Why we recommend Medirigiriya
Medirigiriya is not a large archaeological site, but it's densely packed with structures of various types, one of the earliest image houses among them. The highlight, of course, is the forest of columns of the iconic Vatadage, which is much older than its famous counterpart in Polonnaruwa. Seated atop a boulder, the Vatadage is an eyecatching sight, too. |
Somawathiya is a national park that can not be explored on jeep safaris. It’s possible to visit the restored stupa within the national park, but it’s highly recommendable to do so with a jeep instead of a normal car. The architecture of the stupa is not alluring. However, the remote location might be a reason for the detour. And you can come into contact with Sinhalese pilgrims here. The stupa is believed to enshrine Sri Lanka’s second Tooth Relic.

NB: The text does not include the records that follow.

PR #1941, opened 2026-08-05
fix(feed): declared --blocked block survives the agent's next Stop

muqsitnawaz:
**fix (bug) — no user-facing UI. Run proof: the real-hook test below (captured log: `zion:/private/tmp/claude-501/-Users-muqsit-src-github-com-muqsitnawaz-agents-cli/bc031e45-1f6c-4348-8e9d-a40fbd92589c/scratchpad/feed-declared-block-test-run.txt`).**

## What was broken

`agents feed post --blocked` opens an answerable "needs you" block *and* broadcasts to the owner's phone. But the feed-publish hook cleared the per-session block file on **every** `Stop` / `SessionEnd` / `PostToolUse`:

- `apps/cli/src/lib/feed.ts:615-643` — the `CLEAR_EVENTS` branch `os.unlink(target)`s the block with no `kind` check.
- `apps/cli/src/lib/feed.ts:79-87` — the block model's own docstring calls `declared` "the one signal every agent has" that persists **until answered**.

So a declared block vanished from `agents feed` the moment the agent parked it and its turn ended (`Stop`) — exactly when the owner still needs to see and answer it. The phone broadcast had already fired, but the answerable record (and its reply path via `agents focus` / `recordAnswer`) was silently dropped.

## The fix

Exempt `kind: 'declared'` blocks from the lifecycle clear. They are cleared only by a **real answer** — a terminal `UserPromptSubmit`, or `recordAnswer` on the CLI side. `question` / `notification` / `approval` blocks clear on `Stop` exactly as before. One early-return at the top of the `CLEAR_EVENTS` branch (~9 lines in the embedded hook template).

## Proof — I ran the real hook

Added `real hook does NOT clear a declared (--blocked) block on Stop/SessionEnd/PostToolUse` to `feed.test.ts`. It spawns the **actual Python hook** (`FEED_PUBLISH_HOOK_SCRIPT`) and asserts a declared block survives `Stop`, `SessionEnd`, `PostToolUse`, while a `notification` block **still clears** on `Stop` (so the fix is scoped, not a blanket "never clear").

Captured run (`zion:/private/tmp/claude-501/-Users-muqsit-src-github-com-muqsitnawaz-agents-cli/bc031e45-1f6c-4348-8e9d-a40fbd92589c/scratchpad/feed-declared-block-test-run.txt`):

```
# agents-cli feed.test.ts — declared-block-survives-Stop fix
# 3ae032dd6 on branch feed-declared-block-survives-stop


 RUN  v4.1.9 /Users/muqsit/src/github.com/muqsitnawaz/agents-cli/.agents/worktrees/feed-declared-block-survives-stop/apps/cli


 Test Files  1 passed (1)
      Tests  1 passed | 37 skipped (38)
   Start at  18:03:10
   Duration  323ms (transform 59ms, setup 16ms, import 86ms, tests 129ms, environment 0ms)


=== full feed.test.ts + siblings ===
 RUN  v4.1.9 /Users/muqsit/src/github.com/muqsitnawaz/agents-cli/.agents/worktrees/feed-declared-block-survives-stop/apps/cli


 Test Files  3 passed (3)
      Tests  75 passed (75)
   Start at  18:03:10
   Duration  1.01s (transform 285ms, setup 64ms, import 368ms, tests 862ms, environment 0ms)
```

`tsc --noEmit` clean. CHANGELOG fragment: `.changelog/next/feed-declared-block-survives-stop.md`.

## Context

Part of a broader look at the stop-gate → feed → iMessage path (agent genuinely blocked → files `--blocked` → owner paged, live via `feed.broadcast.owner`). This is the **design-independent prerequisite**: without it a filed `--blocked` block disappears on the next Stop regardless of how the detection side evolves. The detection-side change (teaching the stop guard to force a `--blocked` filing before a silent blocked stop) is a separate PR in the `~/.agents` repo.


muqsitnawaz:
REQUEST CHANGES

**Primary concern — stale answered marker after JS \`recordAnswer\` + Stop.**

The fix correctly guards \`CLEAR_EVENTS\` from clearing a declared block, but it introduces a new edge case: when the JS \`recordAnswer\` path answers a declared block (non-terminal — does not unlink the block file, \`feed.ts:276-281\`) and then Stop fires, the early-return at the new guard exits before \`os.unlink(answered_marker)\` at \`feed.ts:637-642\`. The answered marker (\`feed/answered/block-<sessionId>.json\`) persists on disk. When the agent subsequently posts a second declared block via \`agents feed post --blocked\` (which calls JS \`publishBlock\` at \`apps/cli/src/commands/feed.ts:441\`), JS \`publishBlock\` does not clear the answered marker (\`feed.ts:451-458\` — atomic rename only). The next \`recordAnswer\` call will find the stale marker via \`O_EXCL\` and return \`{ok: false, existing: ...}\` instead of writing the new answer (\`feed.ts:269-271\`). The block is functionally un-answerable until GC removes it after 24h.

Before this PR, Stop unconditionally called \`os.unlink(answered_marker)\`, so this state was impossible. The PR breaks that cleanup for declared blocks.

**Steps to reproduce the scenario:**
1. \`agents feed post --blocked "message1"\` → block file written, kind=declared
2. JS \`recordAnswer\` called → answered marker written, answer mirrored into block file (kind still \`declared\`, \`feed.ts:276-281\`)
3. Stop hook fires → new guard reads kind==declared → returns (marker NOT cleared, \`feed.ts:615-621\`)
4. \`agents feed post --blocked "message2"\` → JS \`publishBlock\` writes new block, no marker cleanup (\`feed.ts:451-458\`)
5. JS \`recordAnswer\` for new block → \`O_EXCL\` fails (EEXIST) → returns \`{ok: false, existing: stale_record}\` (\`feed.ts:267-273\`)

**Suggested fix:** In the declared early-return branch, also unlink the answered marker (mirror what the \`UserPromptSubmit\` path does for answered blocks at \`feed.ts:648-670\`). Concretely, after the \`return\` in the new guard, change it to: unlink the answered marker if present (best-effort, ignore ENOENT), then return.

---

**Other findings (all pass):**

**1. Correctness for the main case — PASS.** The guard is placed correctly at \`feed.ts:615-621\`, before the existing PostToolUse question guard. It applies to all three \`CLEAR_EVENTS\`. The \`UserPromptSubmit\` path at \`feed.ts:648-670\` still unlinks the block file for declared blocks — the terminal-answer path is intact. If the block file is already gone when Stop fires (UserPromptSubmit ran first), the \`open(target)\` raises \`FileNotFoundError\`, caught by the \`except Exception: pass\`, falls through to \`os.unlink(target)\` which silently fails, and then \`os.unlink(answered_marker)\` cleans up the marker. The non-declared stop path is unaffected.

**2. Existing notification/question clearing — PASS.** Traced: notification block + PostToolUse → new guard reads kind==\`notification\` (not \`declared\`) → falls to existing PostToolUse question guard → kind==\`notification\` (not \`question\`) → falls through → \`os.unlink(target)\` + \`os.unlink(answered_marker)\`. No regression.

**3. Test quality — PASS.** The new test at \`feed.test.ts\` spawns real python3 against a real temp HOME, verifies the declared block survives Stop/SessionEnd/PostToolUse, and has a contrast assertion (notification block IS cleared while declared block is not). The test would fail against old code. \`it.runIf(hasPython)\` is the correct gate for CI environments without python3.

**4. CHANGELOG and docs — PASS.** \`\`.changelog/next/feed-declared-block-survives-stop.md\`\` is present. No docs describe the per-kind lifecycle behavior specifically, so no docs are stale. No stubs or dead code.

---

The stale answered marker scenario is narrow (requires a non-terminal JS \`recordAnswer\` call followed by Stop followed by a second \`--blocked\` post within the same session), but it's a real regression introduced by this PR that would make the new declared block un-answerable. Please handle the answered marker cleanup in the early-return branch before merging.

muqsitnawaz:
Addressed in 630ae9c9. You were right — the first cut skipped the answered-marker cleanup. Sharpened the fix: the early-return is gated on the marker's **absence**, so only an *unanswered* declared block is preserved; an answered one falls through to the normal clear (block file **and** marker removed), making the stale-marker O_EXCL lock impossible by construction. Note `getAnswerRecord`/`isBlockAnswered` read the marker (feed.ts:285-291), not `block.answer`, so simply clearing the marker would have dropped a real answer — hence gating on absence rather than clearing. Test extended: an answered declared block clears on Stop and its marker is freed. 38/38 pass.

muqsitnawaz:
APPROVE

Commit 630ae9c9 resolves my finding. Verified against the PR-branch source (`feed.ts:615-662`, head SHA 630ae9c9), not just the description.

**The fix — gate the early-return on the answered marker's absence:**
- \`feed.ts:627-632\`: \`answered = os.path.exists(os.path.join(answered_dir, f"{block_id}.json"))\`; \`if existing.get("kind") == "declared" and not answered: return\`. Both \`block_id\` (\`feed.ts:607\`) and \`answered_dir\` (\`feed.ts:610\`) are in scope before the branch.
- An **unanswered** declared block is preserved across Stop/SessionEnd/PostToolUse.
- An **answered** declared block falls through to the normal clear — \`feed.ts:648-651\` unlinks the block file, \`feed.ts:656-661\` unlinks the answered marker — so the stale-marker \`O_EXCL\` lock I flagged (a later \`--blocked\` in the same session falsely reading as already-answered) is impossible by construction.

Gating on absence rather than unconditionally clearing the marker is the correct call: \`isBlockAnswered\`/\`getAnswerRecord\` read the marker (\`feed.ts:285-291\`), so clearing it unconditionally would drop a real, unread answer. The block and its marker now stay in lockstep.

**Verified end-to-end** by extracting the actual \`FEED_PUBLISH_HOOK_SCRIPT\` from the PR-branch \`feed.ts\` and running it against a real temp HOME:
- Unanswered declared block + Stop → block file present (survives). ✓
- Answered marker written + Stop → block file gone AND answered marker gone (no lock). ✓
- Notification block + Stop → cleared (fix stays scoped to declared). ✓

**Test coverage** — the extended test at \`feed.test.ts:415-428\` asserts exactly the regression path: \`recordAnswer\` the declared block → \`isBlockAnswered\` true (\`:420\`) → Stop → block gone (\`:427\`) AND \`isBlockAnswered\` false (\`:428\`, marker freed). It spawns real python3 and would fail against the previous revision of this PR.

No remaining concerns. Correctness, regression safety, and test coverage all check out.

A short excursion from Pasikuda can lead to Thennadi Bay, which is just at the opposite side of the promontory known as „elephant head“, a long peninsula covered with palm trees. Thennadi Bay is not touristy. Some Tamil fishermen live in this area. With a little luck, you will be able to study their traditional beach seaning technique of fishing, similar to the „singing fishermen“ of Kerals, though regrettably without singing.
30 km south of Pasikuda is Batticaloa, situated on a spit between the Indian Ocean and Sri Lanka’s largest and most winding lagoon. Historically, Batticaloa was the second most important port in the east of the island, this is why there is a Dutch Fort similar to that in Trincomalee. Batticaloa town is crowded with Hindu temples. They are not attractive for lovers of ancient art. But their annual temple feasts are amazing. You should not miss such an event, when spending your holidays at the east coast just in due time.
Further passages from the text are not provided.